- Citizenship: United States
- Education: Tsinghua University, Northwestern University
- Known for: in vivo imaging
- Scientific career
- Fields: neuroscience
- Workplaces: University of California, Santa Cruz

= Yi Zuo =

Neuroscientist

Yi Zuo is a neuroscience professor and researcher born in China. She studies molecular, cellular and developmental biology. Zuo is currently an associate professor of Molecular, Cell and Developmental Biology at the University of California, Santa Cruz (UCSC), where she also heads a research lab.

== Biography ==
Zuo received a Bachelor's from Tsinghua University in 1998 came to the United States to do her PhD studies at Northwestern University in 2002.
Her post-doctorate work was conducted at New York University and the University of Texas at Austin.
Zuo found out that she was pregnant when she started interviewing for jobs after her post-doctorate work and when she came to UCSC, her son was three months old.
Zuo began working at UCSC in January 2007.
Her areas of study include looking at how glial cells possibly disrupt communication between neurons and brain plasticity. Zuo feels that doing science in academia is both fun and challenging because it allows her to satisfy her curiosity about the human brain and have a flexible schedule.
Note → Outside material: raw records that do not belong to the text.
PR #154, opened 2021-02-12
updated cf-create-org to use v3 api

kwadwok15:
- changed logic for deleting "admin" from new created org. 
- 
-

## security considerations
none

### DIFF
--- a/cf-create-org.sh
+++ b/cf-create-org.sh
@@ -1,6 +1,7 @@
 #!/bin/bash
 
-set -e
+#set -e
+set -x
 
 if [ "$#" -lt 5 ]; then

In 2007, Zuo received a Sloan Research Fellowship from the Alfred P. Sloan Foundation for her work on glia-neuron communication. The award includes a $45,000 grant towards unrestricted research which used modern imaging techniques and molecular manipulation to better study the ways that glia and neurons interact and influence memory and learning in the human brain. Also in 2007, Zuo received a $200,000 award from the Ellison Medical Foundation and the American Federation for Aging Research (AFAR). This award, given out over four years of research, supported her work looking into one of "the simplest synapse in the nervous system, the neuromuscular junction" and how it is affected by the aging process. Zuo received another $200,000 grant from the Dana Foundation to fund a research project which will study how the brain changes after a stroke and during rehabilitation. She was also a 2015 National Award finalist for the Blavatnik Awards for Young Scientists.

Zuo's studies and research have been published in Nature, The Journal of Neuroscience, The Journal of Visualized Experiments, and other journals.